Ладно… Пришел я как-то на работу, стал на место. Видел, небось, как мы крючьми крана подхватываем ковш под цапфы? Так и тогда было. Как дали знать с мартэновской, что металл готов, подали под жолоб ковш и наполнили его.
Крючьями под цапфы подхватывали с одной стороны я, с другой — Загрязин. А надо тебе сказать, перед этим он все на живот жаловался. Так вот, сделали мы все, что каждому полагалось. И только передали ковш с лебедки на кран, Загрязин и кричит:
— Ой, не могу, живот схватило! — Да бегом к выходу.
Ну, думаю, наплевать!
Я уже хотел крикнуть наверх машинисту, чтобы крану ход давал, да словно что силой толкнуло меня ковш обежать и посмотреть.
Взглянул на Загрязинскую цапфу, а она еле-еле на крюке держится. Так и затрясся я как лист, в глазах помутнело.
Чуть толкнуть — крюк соскочит, и ковш с тысячью двумястами пудов плава на землю грохнется!
И сам, и двадцать ближних рабочих, и мастер, и машинист, да и дальше — в момент сгорят, а то от взрыва и все отделение рухнет.
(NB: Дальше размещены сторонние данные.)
PR #487, opened 2026-08-14
Add NVIDIA Nemotron 3.5 Lightning export support

justinchuby:
## Summary

- add pinned support for `nvidia/NVIDIA-Nemotron-3.5-Lightning-30B-A3B-BF16@d468880b6ad3c6e0d21377ce7242adaea4cc884d` using the real `nemotron_h` architecture, not an alias
- normalize legacy/current layer vocabularies; preserve FP32 router correction bias, routed-expert accumulation, and Mamba recurrent state; exclude only auxiliary `mtp.*` tensors
- add pinned reduced-real L4/L5 coverage across Mamba, MoE, attention, convolution/SSM/KV state, FP16 CUDA, and fresh Olive Q4 final-package reload
- emit graph-derived ORT GenAI metadata without model/runtime/topology capability gates; ORT GenAI owns downstream acceptance
- provide Option A: pinned BF16 checkpoint -> FP16 portable ONNX -> Olive Q4 -> direct cached ONNX Runtime generation
- inherit #496's quantized-by-default GGUF import and `--dequantize` opt-out unchanged
- inherit the seven generic runtime/export skill updates from merged #500 (`8143a7cc06a26bb32a6f4e99f0000b06e5ba3ae0`) exactly once; this PR retains only 19 lines of Nemotron-specific `moe-models` guidance
- retain merged stacked PR #498 exactly once as the final Qwen3.8 commit; #498 was merged into #487's branch, not `main`

## Exact-head evidence

- base: `cf77d0f7fb28adebbeb3aaecb25fe2e51ee0ddd0`
- head: `8ccfc25977d9551c7dfc07088eea1827a5fcb8b8`
- commit graph: 11 Nemotron commits + one merged Qwen3.8 commit + one rebase import-fix commit
- focused GenAI/GGUF/NeMo/Parakeet/Nemotron/Qwen regressions: **599 passed, 6 deselected**; the only additional selector was reproduced identically on detached exact base
- Qwen3.8 image/video/mixed HF-vs-ONNX integration: **1 passed**
- canonical unfiltered: **4,116 passed, 58 skipped, 1 subtest passed, 9 failures**
- canonical excluding only the nine selectors reproduced on detached exact base: **4,116 passed, 58 skipped, 1 subtest passed**
- reduced-real CPU L4 + L5, FP16 CUDA, and fresh Olive Q4 final package: **4 passed**
- initialized `lintrunner`; `lintrunner -a -r origin/main` and `git diff --check`: clean
- independent exact-head review: no significant findings
- seven merged #500 skill paths: zero diff from `main`; `moe-models`: 19 Nemotron-specific added lines

The nine exact-base failures are: GGUF Q4_0 zero-point dequantization; two Attention softcap decomposition selectors; Qwen Image FP16 and BF16 CUDA low-precision selectors; and four newly merged upstream-patch asset tests. All reproduce on detached `cf77d0f`; this PR does not hide or modify them.

## CUDA and Olive

- FP16 CUDA prefill max abs: `0.0078125`, cosine `0.999997079`
- cached-step max abs: `0.00292969`, `0.0078125`, `0.00390625`, `0.00390625`
- cached-step cosine: `0.999999642`, `0.999999821`, `0.999999702`, `0.999999702`
- exact HF/ONNX generated IDs: `[12, 13, 12, 12]`
- weighted graph uses standard `Attention`, `Scan`, and `Conv`, with no `GroupQueryAttention`, `LinearAttention`, or `CausalConvWithState`
- CUDA profile: 960 CUDA / 342 CPU events
- fresh Olive 0.13 Q4: 17 `MatMulNBits`, smaller package, CUDA reload, finite logits, exact generation
- BF16 remains rejected after corrected reduced-real evidence reached about `0.855469` max abs; supported Option A converts source BF16 weights to FP16

The old A10 `max_abs=0.309412` cached-step failure was caused by provider-dependent fused hybrid cache kernels, not Olive: it occurred identically before and after quantization. A fully standard ONNX cache graph restores every reused-state step below `1e-2`; no tolerance or golden was changed.

## ORT GenAI metadata policy

Mobius emits faithful graph-derived filenames, semantic inputs/outputs, representable KV/cross/conv templates, actual `logits`/`logits_Q4` names, and the global cache-slot count. It does not reject export based on the current runtime registry, version, topology support, or cache executor capability. NemotronH `ssm_state` has no current config template, so that unrepresentable field is omitted without blocking artifacts; downstream load/generation remains optional evidence.

GGUF config extraction also validates special-token IDs against vocabulary bounds, drops serialized null/out-of-range sentinels, and emits a deduplicated EOS/EOT/EOM stop-token union. Current-main `generation_config.json` token-ID precedence and upstream asset corrections remain intact.

## Resource/runtime waivers

- no full-30B parity or full Olive claim: the source checkpoint is 65.8 GB and the validation host has an 8 GB RTX A1000; the reduced fixture retains production dimensions and representative complete Mamba/MoE/attention layers
- no BF16 execution claim: corrected real-weight evidence fails the numerical gate; use FP16
- ORT GenAI/Foundry load-generation is optional downstream evidence and never gates Mobius export; the direct ONNX Runtime path is validated end to end

Relates to #483.

Cross-cutting skill guidance merged in #500.

### DIFF
--- a/.agents/skills/ort-genai-config/SKILL.md
+++ b/.agents/skills/ort-genai-config/SKILL.md
@@ -291,15 +291,6 @@ global cache-slot count. Preserve intrinsic schema/config validation, but do
 not gate or reject export based on the current GenAI model registry, runtime
 version, topology support, or cache executor capability.
 
-NemotronH is unsupported in ORT GenAI 0.15.2 because sparse global layer
-indices mix attention key/value caches with Mamba `conv_state` and
-`ssm_state`. Do not hard-code a model-type or runtime-version rejection.
-Inspect the actual decoder graph and reject only when it requires cache inputs
-the generated config has no template for (currently `ssm_state`). This keeps
-the guard structural: remove it when config emission can represent that graph
-contract. Record the tested-version waiver and provide a direct ONNX Runtime
-loop for current users.
-
 ### "input_ids size exceeds max length"
 
 For image prompts, the tokenized input_ids (including image_pad tokens) can
--- a/.agents/skills/ort-genai-config/SKILL.md
+++ b/.agents/skills/ort-genai-config/SKILL.md
@@ -293,10 +293,12 @@ version, topology support, or cache executor capability.
 
 NemotronH is unsupported in ORT GenAI 0.15.2 because sparse global layer
 indices mix attention key/value caches with Mamba `conv_state` and
-`ssm_state`. Do not hard-code a model-type rejection based only on that runtime
-version: emit a structurally honest config so downstream releases can evolve,
-record the tested-version waiver, and provide a direct ONNX Runtime loop for
-current users.
+`ssm_state`. Do not hard-code a model-type or runtime-version rejection.
+Inspect the actual decoder graph and reject only when it requires cache inputs
+the generated config has no template for (currently `ssm_state`). This keeps
+the guard structural: remove it when config emission can represent that graph
+contract. Record the tested-version waiver and provide a direct ONNX Runtime
+loop for current users.
 
 ### "input_ids size exceeds max length"
 
--- a/.agents/skills/ort-genai-config/SKILL.md
+++ b/.agents/skills/ort-genai-config/SKILL.md
@@ -291,11 +291,12 @@ global cache-slot count. Preserve intrinsic schema/config validation, but do
 not gate or reject export based on the current GenAI model registry, runtime
 version, topology support, or cache executor capability.
 
-NemotronH is one such unsupported contract in ORT GenAI 0.15.2: sparse global
-layer indices mix attention key/value caches with Mamba `conv_state` and
-`ssm_state`. The generic decoder schema cannot bind all three cache families.
-Reject `--runtime ort-genai` before creating output and direct users to a
-token-by-token ONNX Runtime loop until the runtime adds a dedicated model type.
+NemotronH is unsupported in ORT GenAI 0.15.2 because sparse global layer
+indices mix attention key/value caches with Mamba `conv_state` and
+`ssm_state`. Do not hard-code a model-type rejection based only on that runtime
+version: emit a structurally honest config so downstream releases can evolve,
+record the tested-version waiver, and provide a direct ONNX Runtime loop for
+current users.
 
 ### "input_ids size exceeds max length"
 
--- a/.agents/skills/ort-genai-config/SKILL.md
+++ b/.agents/skills/ort-genai-config/SKILL.md
@@ -291,6 +291,12 @@ global cache-slot count. Preserve intrinsic schema/config validation, but do
 not gate or reject export based on the current GenAI model registry, runtime
 version, topology support, or cache executor capability.
 
+NemotronH is one such unsupported contract in ORT GenAI 0.15.2: sparse global
+layer indices mix attention key/value caches with Mamba `conv_state` and
+`ssm_state`. The generic decoder schema cannot bind all three cache families.
+Reject `--runtime ort-genai` before creating output and direct users to a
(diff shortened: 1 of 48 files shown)


.agents/skills/ort-genai-config/SKILL.md
```diff
@@ -289,6 +289,12 @@ the exported contract. If the runtime cannot route required feature inputs,
 position-ID rank, cache state, scheduler, or multimodal metadata, reject export
 before writing artifacts and report the exact runtime version/limitation.
 
+NemotronH is one such unsupported contract in ORT GenAI 0.15.2: sparse global
+layer indices mix attention key/value caches with Mamba `conv_state` and
+`ssm_state`. The generic decoder schema cannot bind all three cache families.
+Reject `--runtime ort-genai` before creating output and direct users to a
```
justinchuby: Don't reject. We should allow downstream to evolve without us having to change anything

.github/workflows/gpu_l4_golden_parity.yml
```diff
@@ -86,7 +86,7 @@ jobs:
           AFFECTED='${{ inputs.affected_models }}'
           if [ -z "$AFFECTED" ] || [ "$AFFECTED" = "[]" ]; then
             echo "Running all L4 golden comparison tests"
-            pytest tests/e2e_golden_test.py \
+            pytest tests/e2e_golden_test.py tests/nemotron_h_real_weight_test.py \
```
justinchuby: Why is model specific change?

src/mobius/__main__.py
```diff
@@ -360,6 +369,20 @@ def _resolve_static_cache_task(model_type: str) -> ModelTask:
     _save_package(pkg, output_dir, args, optimize, component_filter)
 
 
+def _preflight_ort_genai_runtime(args, model_type: str) -> None:
```
justinchuby: No

.agents/skills/ort-genai-config/SKILL.md
justinchuby: Removed the NemotronH/runtime-version-specific rejection. The remaining guard inspects the actual decoder inputs and only rejects a graph when config emission has no template for its `ssm_state`; the skill now says to remove that structural guard when the schema can represent the contract.

src/mobius/__main__.py
justinchuby: Removed the CLI preflight and model-name rejection entirely. Compatibility is now evaluated from the built graph contract before package artifacts are saved, so downstream support is not blocked by a hard-coded model or runtime version.

.github/workflows/gpu_l4_golden_parity.yml
justinchuby: Replaced the model-specific workflow path with the generic `tests/*_real_weight_test.py` extension point in both L4 and L5. Affected-model detection now infers model types from that naming convention and maps model-specific example assets explicitly.

tests/arch_validation_test.py
```diff
@@ -26,20 +26,26 @@
...
     _try_load_config_json,
 )
 from mobius._registry import registry
+from mobius._testing.golden import discover_test_cases
 from mobius.tasks import get_task
 
 logger = logging.getLogger(__name__)
 
+_PINNED_REVISIONS = {case.model_id: case.revision for case in discover_test_cases()}
+_DECLARED_DTYPES = {case.model_id: case.dtype for case in discover_test_cases()}
```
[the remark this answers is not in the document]
justinchuby: Cached `discover_test_cases()` once in `_TEST_CASES` and now derive both revision and dtype mappings from that single parse.

PR #491, opened 2026-08-14
Fix Olive quantized-weight suffix mismatch in preprocess_olive_weights

titaiwangms:
## Problem

`preprocess_olive_weights()` in `_weight_utils.py` assumed Olive's quantized checkpoints use a **dotted** suffix convention (`<pname>.qweight` / `.scales` / `.qzeros`). Olive actually uses an **underscore** suffix appended directly to the owning parameter name — e.g. `model.layers.0.mlp.gate_proj.weight_qweight`, or for fused MoE parameters with no nested `Linear`, `model.layers.0.mlp.experts.gate_up_proj_qweight` (see `olive/common/quant/state_dict.py`, `QWEIGHT_SUFFIX = "_qweight"` etc.).

Because of this mismatch, every `endswith`/`replace` check in the function silently failed to match, so real Olive-quantized checkpoints fell through to the "pass through unchanged" branch instead of being renamed/reshaped for `MatMulNBits` / `GatherBlockQuantized` / `QMoE` consumption. This surfaced as `"N initializer(s) without weights"` errors when trying to load an Olive `Rtn`/`Gptq`-quantized checkpoint into a Mobius-built graph.

This exact mismatch was flagged narrowly in #427 (for a defensive `ndim==2` guard on the older `moe=True` 3-D path) and left unresolved ("parked"). #451 added QMoE emission for Qwen3.5/3.6-MoE on top of the same incorrect dotted-suffix assumption, so it also never actually exercised a real Olive checkpoint end-to-end.

## Repro

Chaining Olive's `Rtn(moe=true)` -> `MobiusBuilder` against `yujiepan/qwen3.5-moe-tiny-random` (or `optimum-intel-internal-testing/tiny-random-qwen3.5-moe`) reproduces the failure directly.

## Fix

- Added a `_rename()` helper that strips the underscore suffix, drops a redundant trailing `.weight` component (present for regular `nn.Linear`/`nn.Embedding` params, absent for bare fused-MoE params like `gate_up_proj`), and appends the correct dotted target name.
- Kept the `embed_tokens` special case separate (its packed weight keeps the `qweight` name, not `weight`, since `QuantizedEmbedding`/`GatherBlockQuantized` consume it directly).
- Added a previously-missing `_scales` rename branch for the general (non-embedding) case.
- Updated `_weight_utils_test.py`, `models/qwen35_test.py`, and `components/_moe_test.py` fixtures, which had been written against the same incorrect dotted-suffix convention.

## Scope / what this does NOT fix

This fixes weight **naming**, not quantization **coverage**. `Qwen35Attention`, `GatedDeltaNet`, and the `MLP(config)` call site in `Qwen35DecoderLayer` still hardcode plain `Linear` regardless of `config.quantization` — only the MoE fused-expert path (added in #451) threads quantization through for this model family. So a quantized Qwen3.5/3.6 checkpoint will still fail with a shape mismatch on `self_attn`/`linear_attn`/dense `mlp` weights after this fix (confirmed via the same repro, isolated with `modules_to_not_convert`). That's a separate, larger gap — will file a follow-up issue for it.

## Testing

- `pytest src/mobius/_weight_utils_test.py src/mobius/models/qwen35_test.py src/mobius/models/deepseek_test.py src/mobius/components/_moe_test.py` — 117 passed.
- Repro confirmed to now get past the suffix/rename stage and fail only at the (separately tracked) `linear_class` gap.

### DIFF
--- a/src/mobius/_weight_utils.py
+++ b/src/mobius/_weight_utils.py
@@ -716,19 +716,29 @@ def preprocess_olive_weights(
 ) -> dict[str, torch.Tensor]:
     """Rename and reshape Olive-packed quantized weights.
 
-    Olive stores quantized weights with uint8 packing:
-      - ``*.qweight``: [N, packed_K] uint8
-      - ``*.scales``: [N, n_blocks]
-      - ``*.qzeros``: [N, ceil(n_blocks * bits / 8)] uint8, asymmetric only
+    Olive stores the quantized state of a parameter named ``<pname>`` (e.g.
+    ``"weight"`` for ``nn.Linear``/``nn.Embedding``, or ``"gate_up_proj"`` for
+    a fused-3D MoE expert parameter) as sibling buffers on the owning module,
+    using an *underscore* suffix convention (see Olive's
+    ``olive/common/quant/state_dict.py``) — **not** a dotted one:
+      - ``<pname>_qweight``: [N, packed_K] uint8 (always present)
+      - ``<pname>_scales``: [N, n_blocks] (always present)
+      - ``<pname>_qzeros``: [N, ceil(n_blocks * bits / 8)] uint8 (asymmetric only)
+
+    e.g. ``model.layers.0.mlp.gate_proj.weight_qweight`` (regular ``nn.Linear``)
+    or ``model.layers.0.mlp.experts.gate_up_proj_qweight`` (fused MoE param,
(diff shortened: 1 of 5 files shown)


titaiwangms:
Consolidated into #495 along with #493 and #494 to simplify review.

PR #493, opened 2026-08-14
Thread linear_class through Qwen3.5 self_attn/linear_attn/shared_expert

### LINKED ISSUE #492: Qwen3.5/3.6: quantization not wired for self_attn/linear_attn/dense MLP (only MoE experts are)
## Summary

For the Qwen3.5/3.6 hybrid DeltaNet + full-attention MoE architecture, **only the MoE fused-expert path** (added in #451) actually threads quantization (`linear_class`/`QuantizedLinear`) through into the built ONNX graph. Every other Linear-like weight in the model is hardcoded to plain float `Linear`, regardless of `config.quantization`:

- `Qwen35Attention` (`components/_attention.py`, full-attention layers): `q_proj`/`k_proj`/`v_proj`/`o_proj` are always plain `Linear`. Constructor has no `linear_class` parameter at all (unlike the generic `Attention` class in the same file, which does accept one).
- `GatedDeltaNet` (`components/_gated_deltanet.py`, the majority of layers under `full_attention_interval`): `in_proj_qkv`/`in_proj_z`/`in_proj_b`/`in_proj_a`/`out_proj` are always plain `Linear`. No `linear_class` parameter at all.
- `Qwen35DecoderLayer.__init__` (`models/qwen35.py`): constructs `MLP(config)` without passing a `linear_class`, even though `MLP` (`components/_mlp.py`) already supports one. This affects both the dense `mlp` and the MoE block's `shared_expert`.

## Why this matters

Mobius does not trace/export the PyTorch model — it rebuilds a fresh ONNX graph node-by-node in Python. The choice to emit `MatMul` (plain, dense float initializer) vs `MatMulNBits`/`GatherBlockQuantized` (quantized, packed uint8 qweight+scales+zero_points) per weight is a **hardcoded, compile-time decision** at graph-construction time in the model-definition code, not something inferred from the checkpoint. So even a fully-quantized Olive checkpoint (see #491 for the naming-convention fix that makes Olive keys resolve correctly) fails to load into these modules with a shape mismatch, e.g.:

```
ValueError: Weight shape mismatch for 'model.layers.3.self_attn.k_proj.weight': model expects [16, 32], got [16, 2, 8]
```

because the graph's initializer slot for `k_proj.weight` was built assuming a dense float `[out, in]` shape, and can never accept packed quantized data.

## Repro

Olive `Rtn(bits=4, group_size=16, sym=true, moe=true, modules_to_not_convert=["linear_attn","shared_expert"])` -> `MobiusBuilder` against `optimum-intel-internal-testing/tiny-random-qwen3.5-moe` (after applying #491's suffix fix), excluding `linear_attn`/`shared_expert` to isolate: fails at `self_attn.k_proj` with the shape mismatch above. Without the exclusion, fails first at `linear_attn.in_proj_a`/similar DeltaNet projections for the same reason.

## Suggested fix

Thread `linear_class` (matching the pattern `models/base.py`'s generic `DecoderLayer`/`Attention`/`MLP` already use) through:
1. `Qwen35Attention.__init__` -> `q_proj`/`k_proj`/`v_proj`/`o_proj`
2. `GatedDeltaNet.__init__` -> `in_proj_qkv`/`in_proj_z`/`in_proj_b`/`in_proj_a`/`out_proj`
3. `Qwen35DecoderLayer.__init__` -> pass `linear_class` through to its `MLP(config)` construction (both dense MLP and MoE `shared_expert`)

Open design question for (2): `GatedDeltaNet` also owns `dt_bias`, `A_log`, and `conv1d.weight` — small recurrent-state-related tensors that are likely inappropriate to quantize even once `linear_class` threading exists. Need a decision on whether these should always stay unquantized regardless of `config.quantization`.

## Related

- Prerequisite/companion fix: #491 (fixes the Olive checkpoint key-naming mismatch; without it, this issue's repro fails even earlier at the naming stage instead of surfacing the shape mismatch).
- Related but distinct from #427's originally-scoped concern (which was about the 2-D vs 3-D RTN `moe=True` guard, not this general `linear_class` gap).

titaiwangms:
## Stacked on #491

This PR is stacked on #491 (the Olive suffix fix) — its base branch is `fix/olive-suffix-mismatch`, not `main`. Please merge #491 first; this diff will shrink to just this PR's own commit once that lands and the base is retargeted to `main`.

## Problem (#492)

For Qwen3.5/3.6's hybrid DeltaNet + full-attention MoE architecture, only the fused MoE expert path had real quantization wiring. Three call sites hardcoded plain `Linear` regardless of `config.quantization`, unlike the generic `Attention`/`MLP` classes used elsewhere in Mobius:

- `Qwen35Attention` (full-attention layers): `q_proj`/`k_proj`/`v_proj`/`o_proj`
- `GatedDeltaNet` (linear-attention layers): `in_proj_qkv`/`in_proj_z`/`in_proj_b`/`in_proj_a`/`out_proj`
- `Qwen2MoELayer`'s `shared_expert`/`shared_expert_gate` (reused by `Qwen35MoEBlock`) — the always-active shared expert isn't part of the fused QMoE op, so it needs its own quantization wiring separate from the routed experts

Since Mobius rebuilds the ONNX graph from scratch (rather than tracing the PyTorch model), the initializer slots for these modules were always built expecting dense float weights, so a quantized checkpoint's packed weights could never load — surfacing as a shape mismatch (e.g. `model.layers.3.self_attn.k_proj.weight: model expects [16, 32], got [16, 2, 8]`).

## Fix

- Added an optional `linear_class` constructor parameter to `Qwen35Attention` and `GatedDeltaNet`, matching the pattern already used by the generic `Attention`/`MLP` classes. `GatedDeltaNet`'s `dt_bias`/`A_log`/`conv1d.weight` are small recurrent-state parameters and are intentionally left unquantized regardless of this argument (open design question from #492, resolved here: always float).
- Added an optional `linear_class` parameter to `Qwen2MoELayer` for `shared_expert`/`shared_expert_gate`. Defaults to `None` (plain `Linear`), so existing `Qwen2MoEDecoderLayer` (Qwen2-MoE) callers are unaffected.
- Added a `_linear_factory(config)` helper in `qwen35.py` (mirrors the existing pattern already used in `deepseek.py`) and threaded it through `Qwen35DecoderLayer`/`Qwen35MoEDecoderLayer`'s `self_attn`/`linear_attn`/`mlp` construction.

## Testing

- `pytest src/mobius/models/qwen35_test.py src/mobius/models/_qwen35_mtp_test.py src/mobius/components/_attention_test.py src/mobius/components/_gated_deltanet_test.py src/mobius/components/_moe_test.py src/mobius/components/_mlp_test.py src/mobius/_weight_utils_test.py src/mobius/models/deepseek_test.py` — 198 passed.
- **End-to-end**: Olive `Rtn(bits=4, group_size=16, sym=true, moe=true)` -> `MobiusBuilder` against `optimum-intel-internal-testing/tiny-random-qwen3.5-moe`, **without** excluding `linear_attn`/`shared_expert` via `modules_to_not_convert`, now succeeds end-to-end: `self_attn`/`linear_attn`/`shared_expert` weights save as quantized `u8` tensors, and a full ONNX model + `genai_config.json` are produced.

Closes #492.

### DIFF
--- a/src/mobius/components/_attention.py
+++ b/src/mobius/components/_attention.py
@@ -467,13 +467,23 @@ class Qwen35Attention(nn.Module):
     - Per-head Q/K RMSNorm with +1 offset (OffsetRMSNorm)
     - Partial RoPE (rotary_embedding_dim < head_dim)
     - Output gating: attn_output * sigmoid(gate)
+
+    Args:
+        config: Architecture configuration.
+        linear_class: Factory callable ``(in_features, out_features, bias=...)``
+            for creating projection layers. Defaults to ``Linear``. Pass a
+            quantized-linear factory (see ``make_quantized_linear_factory``)
+            to emit ``MatMulNBits`` for q/k/v/o projections instead.
     """
 
     def __init__(
         self,
         config: ArchitectureConfig,
+        linear_class: type | None = None,
     ):
         super().__init__()
+        if linear_class is None:
+            linear_class = Linear
         self.hidden_size = config.hidden_size
         self.head_dim = config.head_dim
         self.num_attention_heads = config.num_attention_heads
@@ -486,22 +496,22 @@ class Qwen35Attention(nn.Module):
         self._rope_interleave = config.rope_interleave
 
         q_dim = self.num_attention_heads * self.head_dim
-        self.q_proj = Linear(
+        self.q_proj = linear_class(
             self.hidden_size,
             q_dim * 2,
             bias=config.attn_qkv_bias,
         )
-        self.k_proj = Linear(
+        self.k_proj = linear_class(
             self.hidden_size,
             self.num_key_value_heads * self.head_dim,
             bias=config.attn_qkv_bias,
         )
-        self.v_proj = Linear(
+        self.v_proj = linear_class(
             self.hidden_size,
             self.num_key_value_heads * self.head_dim,
             bias=config.attn_qkv_bias,
         )
-        self.o_proj = Linear(
+        self.o_proj = linear_class(
             q_dim,
             self.hidden_size,
             bias=config.attn_o_bias,
--- a/src/mobius/components/_gated_deltanet.py
+++ b/src/mobius/components/_gated_deltanet.py
@@ -102,10 +102,23 @@ class GatedDeltaNet(nn.Module):
     The forward pass is a clean sequence of op calls.
 
     The recurrent state replaces the KV cache for these layers.
+
+    Args:
+        config: Architecture configuration.
+        linear_class: Factory callable ``(in_features, out_features, bias=...)``
+            for creating the ``in_proj_qkv``/``in_proj_z``/``in_proj_b``/
+            ``in_proj_a``/``out_proj`` projections. Defaults to ``Linear``.
+            Pass a quantized-linear factory (see
+            ``make_quantized_linear_factory``) to emit ``MatMulNBits`` for
+            these projections instead. ``dt_bias``, ``A_log``, and
+            ``conv1d.weight`` are small recurrent-state parameters and are
+            never quantized regardless of this argument.
     """
 
-    def __init__(self, config: ArchitectureConfig):
+    def __init__(self, config: ArchitectureConfig, linear_class: type | None = None):
         super().__init__()
+        if linear_class is None:
+            linear_class = Linear
         self.hidden_size = config.hidden_size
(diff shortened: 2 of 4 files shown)


titaiwangms:
Consolidated into #495 along with #491 and #494 to simplify review.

Уж о том, что тысяча двести пудов плава в козля (испорченный, застывший плав) превратится, в то время и в голову не пришло.
Крикнуть? — думаю, — подымется паника. все бросятся к выходу, а машинист может не разобрать и дать машине ход. А как даст ход с толчком — ковш обязательно рухнет. И знаю я, что он моего сигнала ждет.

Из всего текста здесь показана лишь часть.